Inner Neighbourhoods – Prime areas to live in are Oud West and Oud Zuid (including the chic Museum Quarter), the multicultural, working class De Pijp and the classy Rivierenbuurt in the south. The new developments on the IJ waterfront from the Westerpark area to the eastern islands should also be seriously considered.
Amsterdam Oost (east) and the adjacent Indischebuurt have some renovation and developments going on – though they are poorer areas with predominantly social housing.
Outer Suburbs – Cheaper places for apartments further out include Osdorp and Slotervaart which are accessible to the centre by public transport. Amsterdam Zuidoost (south-east) has had social problems in the past and its brutalist architecture is not to everyone’s taste – however apartment prices are a lot cheaper than central Amsterdam. Amsterdam Noord (north of the IJ) is undergoing significant development, however the residential areas can feel a little detached from the city and it is more Dutch-centric than international.
Other Towns/Cities – For larger families looking for a house then consider Amstelveen. This is quite a popular location for expats given its proximity to Amsterdam Zuidas business district and Schiphol airport. Note, some areas of Amstelveen are under the flight path of aircraft during the day, but the airport is closed at night.
Amstelveen has a wide range of property available from apartments to detached houses. Public transport connections (tram, metro, bus) are convenient and there are also plenty of free parking spaces for residents – unlike Amsterdam centre where you need to pay the council for an expensive parking permit.
Other options for expats are Haarlem, Zaandam or Hilversum. Haarlem is only a 15 minute train ride from Amsterdam central. With a wide range of affordable property, a lively and historic centre and a short hop to Zandvoort beach, it is a serious alternative.
We would also recommend taking a look at the Leidsche Rijn area in Utrecht, 30 minutes south of Amsterdam. This is an ongoing new development which will eventually have 30,000 properties housing some 80,000 people. This area is great for families with parks, modern facilities and reasonable house prices.
Finally, the new cities of Almere and Lelystad in the adjacent Flevoland region to the east of Amsterdam (20-40 minutes by train) offer the choice of larger properties at significantly lower prices.
Price / Property Type
Since the financial crisis hit, property prices in the Netherlands decreased by around 25% from the peak. Some homeowners still remain trapped in negative equity, meaning their mortgage is greater than the value of their house. Over the last couple of years the housing market has picked up again.

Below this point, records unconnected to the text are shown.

PR #496, opened 2025-05-20
Quests - tweaks and additions

krakal:
* Corrections to some names in a few existing quest messages
* Added a number of quest and quest related messages (dialog, phase visibility)


Source/NexusForever.Network.World/Message/Model/ClientQuestComplete.cs
```diff
@@ -7,13 +7,13 @@ public class ClientQuestComplete : IReadable
     {
         public ushort QuestId { get; private set; }
         public ushort RewardSelection { get; private set; }
-        public bool IsCommunique { get; private set; }
+        public bool IsCommunicatorMsg { get; private set; }
```
Rawaho, line 10: Client calls this IsCommunique, if we think the original name is bad happy for it to change, although where possible it should match the client if we have it.

Source/NexusForever.Network.World/Message/Model/ServerQuestLuaEvent.cs
```diff
@@ -0,0 +1,126 @@
...
+        {
+            writer.Write(LuaEventId);
+            writer.Write(LuaEvents.Count);
+            foreach (var luaEvent in LuaEvents)
+            {
+                luaEvent.Write(writer);
+            }
+        }
+    }
+}
```
Rawaho, line 92: I would probably update this to use an interface, similar to how ServerCombatLog is handled.
In general though, this LuaEvent is interesting, not something I had noticed before in the client, good find :)

Rawaho (changes requested):
A good PR, just two comments.

Source/NexusForever.Network.World/Message/Model/ClientQuestComplete.cs
krakal: The client doesn't have a name for this. This is the name I came up with while reverse engineering as it made sense. IsCommunique is ok but my brain likes to read it as IsComm-unique as there is no accent mark on it. Also, all the tbl data is called communicatorMessages.

Source/NexusForever.Network.World/Message/Model/ServerQuestLuaEvent.cs
krakal: It started as an interface and changed to a class so the derived classes didn't have to implement the Type property as it could just be inherited.

krakal: @Rawaho Any further thoughts on this?  I don't expect we will ever want other semi/un-related classes to implement these properties so it does not feel like an interface is appropriate.

PR #501, opened 2025-06-07
PublicEvent message - additions and corrections

krakal:
* Adds remaining messages for PublicEvents and fixes a few existing messages
* Moves PublicEvent messages to their own folder as part of ongoing tidying of Message\Model directory
* Adjustment of existing Event namespaces to PublicEvent to make things line up across the projects


Rawaho:
Not sure if it makes sense to standardise the namespaces? Network and static is now PublicEvent but everything in Game is still Event.

krakal:
I only touched the namespace in areas I was in at the time, not across every project, as I was trying to keep the number of files touche by the PR to a reasonable number. My intention was to update the namespace in other the other projects if this gets merged.

krakal:
If you would like, I can update this PR so the namespaces in all the projects are consistent.

Rawaho:
I do agree keeping it small, although in that scenario I wouldn't have made any namespace changes and just done them all as a seperate PR.
Happy to change it across the board, better to have it consistent imo

Source/NexusForever.Game.Static/PublicEvent/PublicEventStat.cs
```diff
@@ -16,10 +16,15 @@ public enum PublicEventStat
...
-        MaxMultiKill        = 14,
-        LongestImpulse      = 15,
-        LongestLife         = 16,
-        KillStreak          = 17,
-        CustomStat          = 18
+        MaxMultiKill        = 100,
+        LongestImpulse      = 101,
+        LongestLife         = 102,
+        KillStreak          = 103,
+        CustomStat00        = 200,
```
Rawaho, line 23: Are you sure this is correct?
PublicEventStats uses CustomStat as an offset for the bitmask in the packet, 200 wouldn't be correct in that scenario.

krakal: You have to do some additional processing on this. Here is how the client uses that value.

image

Rawaho: Would be good if this can be investigated further, currently setting any stat above MaxMultiKill or custom stats is broken by the PR.

Would be good to understand the exact logic the client uses when it gets the stats array and how it transforms it back into the stat indexes.
The code currently takes the statIndex from PublicEventCustomStat.tbl and adds CustomStat00 which was previously 18.
```csharp
publicEventStats.Mask.SetBit((uint)Static.PublicEvent.PublicEventStat.CustomStat00 + index, true);
```

krakal: Ah, I see the problem. There is some arithmetic that is done to translate the enum value to get the correct bit flag. Funnily, the decomplier shows machine code that takes advantage of the addition overflowing an 8-bit add to get back around rather than subtracting!
image

krakal: Think I will define the enum type-to-bit flag mapping as a dictionary rather than make a function to calculate it.

Issue #499, opened 2025-05-26
[Bug] -  Ignoring Quests of the Datachron


Val1t3:
Date: 5/26/2025
OS: Windows 11
Branch: game_rework
How To Reproduce:
- Create new character
- Execute command: !character level 50
- Click on red cross button to ignore quest call

Impossible to ignore quests in Recent Calls.

![Image](https://github.com/user-attachments/assets/a46ad5f5-9ebf-4fa9-9b5b-e3cb6c26d0ee)

Dekker3D:
I've fixed this on Omechron already. It was quite simple and I've found no issues so far. Remind me to dig it up if I forget.

Dekker3D:
Alright, submitted a PR. It seems like an easy fix, nothing unexpected.

Rawaho:
Resolved in #503

PR #503, opened 2025-06-08
Quest-ignore fix

Dekker3D:
Just copy-pasted Omechron's code for ignoring quests. It works and I see no relevant differences in the code it's calling. Fixes issue #499.


Rawaho:
QuestIgnore will move the quest to inactiveQuests if the state is Ignored or Mentioned.
Might be better to set the status first?

PR #505, opened 2025-06-23
Group - messages, Identity, renaming

krakal:
* Adds all remaining group messages
* Changes groups to use Identity/IIdentity
* Updates names to match or be neared to UI lua naming


Rawaho:
Will need to be rebased to game_rework, will look into this at some point

PR #512, opened 2025-07-11
Crowd control - messages

krakal:
* Adds messages and enum related to crowd control


Rawaho:
Small renames to allow for an easier merge of the Expedition branch which already implements CC

PR #513, opened 2025-07-13
[Bug] BuybackManager Nullptr

Ancheey:
Fix for a null pointer exception occuring when a buyback item expires but the selling player is no longer online.


Rawaho:
Thank you for the PR, nice catch!

PR #515, opened 2025-07-24
Player messages

krakal:
* Moves all player related messages/enums into .Player namespace. This is for messages sent to the player's client about themself and their interactions, made distinct from more general unit/entity related messages in the .Entity namespace that relate to any game unit
* Fixes and fills in blanks for existing player related messages
* Adds missing player related messages


Source/NexusForever.Game/Entity/ResurrectionManager.cs
```diff
@@ -99,10 +99,10 @@ public void ShowResurrection()
...
             owner.Session.EnqueueMessageEncrypted(new ServerResurrectionShow
             {
-                GhostId             = owner.ControlGuid ?? 0u,
+                GhostUnitId         = owner.ControlGuid ?? 0u,
                 RezCost             = GetCostForResurrection(),
-                TimeUntilRezMs      = 0u,
-                Dead                = true,
+                DeathPenaltyLength  = 0u,
+                PlayerIsDead        = true,
                 ShowRezFlags        = ResurrectionType,
```
Rawaho, line 106: None of these name changes seem to match the names in the client?

Source/NexusForever.Game.Abstract/Entity/IPlayer.cs
```diff
@@ -10,6 +10,7 @@
 using NexusForever.Game.Abstract.Map.Lock;
 using NexusForever.Game.Abstract.Reputation;
 using NexusForever.Game.Abstract.Social;
+using NexusForever.Game.Static.Player;
```
Rawaho, line 12: Would it make more sense to have the Player a child of the Entity namespace?
This would also allow it be expanded further for other types of entities if required.

krakal: I wouldn't put Player underneath the Entity namespace. The Player namespace is to say all these messages are useful only for the character the player is playing. With only a couple exceptions, you don't see a UnitId in these messages  because the message implicitly only applies to the player's character. Most of the state touched by these messages is actually held in the client's game state and not the unit for player's character.

Source/NexusForever.Game/Entity/ResurrectionManager.cs
krakal: GhostId to GhostUnitId = UnitId is universally how a unit is added/destroyed/referenced in the client. There is no separate GhostId table for only ghost units.

TimeUntilRezMs to DeathPenaltyLength = Named as such because the value is used to calculate fDeathPenalty in the lua table for GameLib::GetPlayerDeathState.

Dead to PlayerIsDead = Value is directly evaluated to bIsDead for the lua table for GameLib::GetPlayerDeathState. Expanded it to PlayerIsDead so that when using the message it is explicit you should only use this when referring to the player.

Rawaho: I'm more meant in regards to the last known "official" names for the properties.
Up until this point we have tried to stick as close as possible to what those names where, unless it wasn't know in which case it is guessed similar to how you are doing it with the UI.

image

Source/NexusForever.Game.Abstract/Entity/IPlayer.cs
Rawaho: Does this mean there will eventually need to be a distinction for packets and such that do effect an "unit" but are player only?
For example ServerUnitMemberOfGuildChange or ServerUnitGuildNameplateChanged?

krakal: So ServerUnitMemberOfGuildChange or ServerUnitGuildNameplateChanged are not good examples as those are for any units. For instance if someone changes their displayed guild name or joins/leaves a guild then everyone nearby needs to be sent that message for their clients to update.

To your question, I think the namespace is the primary distinction that needs to be made for packets that only affect the client's player state. Aside from that, having documentation for contributors to read to understand the difference would be a good idea which is something I was planning to do eventually.

PR #518, opened 2025-08-24
Customisation/Fix: Handle duplicate primary customisations

NeronTheTyrant:
Creating a female character with the first haircut option would always throw the same exception. This is due to there being multiple primary customisation entries for female characters with the first haircut selected.

This PR selects the first entry that matches the condition, rather than throwing if more than one entry is found.


Rawaho:
I'm happy with this fix but I think future work is required to confirm the logic for customisation as having multiple customisation enties to choose sounds incorrect.

PR #523, opened 2025-10-05
Chat messages

krakal:
* Add World.Message.Model.Chat namespace
* Add a couple messages for NPC chat
* Fills in some unknowns in existing chat message
* Adds all missing ChatFormat types


Source/NexusForever.Game/Chat/Format/Formatter/ItemGuidChatFormatter.cs
```diff
@@ -11,19 +11,19 @@ public class ItemGuidChatFormatter : IInternalChatFormatter<ChatFormatItemGuid>,
     {
         public IChatChannelTextFormatModel ToInternal(IPlayer player, ChatFormatItemGuid format)
         {
-            IItem item = player.Inventory.GetItem(format.Guid);
-            return new ChatChannelTextItemIdFormat
```
Rawaho, line 15: Having the item guid model converted to the item id model was deliberate since the chat server has no context on the item and all information needs to be in the internal message.
Now that the full item model has been added it more than likely should be that.

Source/NexusForever.Game/Chat/Format/Formatter/ItemFullChatFormatter.cs
```diff
@@ -0,0 +1,50 @@
+﻿using NexusForever.Game.Abstract.Chat.Format;
+using NexusForever.Game.Abstract.Entity;
+using NexusForever.Network.Internal.Message.Chat.Shared.Format;
+using NexusForever.Network.Internal.Message.Chat.Shared.Format.Model;
+using NexusForever.Network.World.Chat;
+using NexusForever.Network.World.Chat.Model;
+
+namespace NexusForever.Game.Chat.Format.Formatter
+{
+    public class ItemFullChatFormatter : IInternalChatFormatter<ChatFormatItemFull>, INetworkChatFormatter<ChatChannelTextItemFullFormat>
```
Rawaho, line 10: I assume there would never be a scenario where the client would send a full item model?
More than likely the converter for the item guid model should convert to either item id or item full.

Source/NexusForever.Network.Internal/Message/Chat/Shared/Format/IChatChannelTextFormatModel.cs
```diff
@@ -1,5 +1,5 @@
 ﻿using System.Text.Json.Serialization;
-using NexusForever.Game.Static.Social;
+using NexusForever.Game.Static.Chat;
 using NexusForever.Network.Internal.Message.Chat.Shared.Format.Model;
 
 namespace NexusForever.Network.Internal.Message.Chat.Shared.Format
```
Rawaho, line 5: Additional JsonDerivedType attributes required.
Currently no item link can be sent to the ChatServer because of this.

Source/NexusForever.Network.World/Message/Model/Chat/ServerChat.cs
```diff
@@ -11,16 +11,17 @@ public class ServerChat : IWritable
         public bool GM { get; set; }
         public bool Self { get; set; }
         public bool AutoResponse { get; set; }
-        public Identity From { get; set; } = new();
+        public Identity From { get; set; }
```
Rawaho, line 14: This breaks Player::SendSystemMessage, I'm assuming there are scenarios such as system messages where the from will be default.
Currently equipping or unequipping a message is broken due to this.

Rawaho (changes requested):
I was unable to test this PR due to a few major issues, see comments.
I will do a full review once those are fixed and the PR can be tested.

Source/NexusForever.Network.World/Message/Model/Chat/ServerChat.cs
krakal: My thought on Server messages that send an Identity is to not auto-construct a placeholder Identity so that users of those messages get obvious errors from the runtime rather than silently sending 0's. It encourages direct use of the already existing Identity properties attached to characters.
If the user needs to send all zeros for the Identity becuase it isn't used in that moment, I think it is good to explicitly initialise an Identity with 0's so that is clear that is what is happening rather than it happening silently.

Rawaho: I do agree, but when changing such default logic we need to ensure that existing code isn't also broken which makes the assumption about the previous defeault.

Source/NexusForever.Game/Chat/Format/Formatter/ItemFullChatFormatter.cs
krakal: Correct, the client cannot send an ItemFull formatter. In sniffs I have only seen the client send ItemId, ItemGuid, QuestId, and Loot. In theory the client can also send NavPoint and ArchiveArticle but maybe no one captured that in a sniff as those are somewhat obscure features.

For ItemId, QuestId, and Loot (and presumably NavPoint and ArchiveArticle), the server does not have to do anything special for the Client that sent the message in the ServerChatAccept message or anything special when forwarding the message on to other players.

For ItemGuid in a ClientChat message, that is always replaced when sent to other players as ItemFull. The server also needs to send ItemFull formatters in the ServerChatAccept to replace the ItemGuid placeholders in the original message on the sending client.

Source/NexusForever.Game/Chat/Format/Formatter/ItemGuidChatFormatter.cs
krakal: Short term I will revert it back to ItemId and leave ItemFull as a TODO as I don't understand enough about the new chat implementation to check what I am doing.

So as a potential buyer, what can you expect? Obviously price depends on the size of the property and the location – you may need to compromise in order to get the right balance.
At the bottom end of the market a small apartment in an outer suburb will start from about €180,000; a 2-3 room apartment in De Pijp area of Amsterdam will set you back €250,000 to €400,000.
A large house in the centre of Amsterdam will go for €1 million with prime canal-belt addresses fetching up to €5 million. See Amsterdam Property Price Map 2013-2019
In Amstelveen you can find smaller houses on sale for €375,000, with the bigger houses around the €500,000 to €1 million mark. Prices in Haarlem are a bit lower than Amstelveen.
A 3 bedroom house in Utrecht Leidsche Rijn starts from about €400,000. In Lelystad you can get a decent-sized detached house for under €400,000.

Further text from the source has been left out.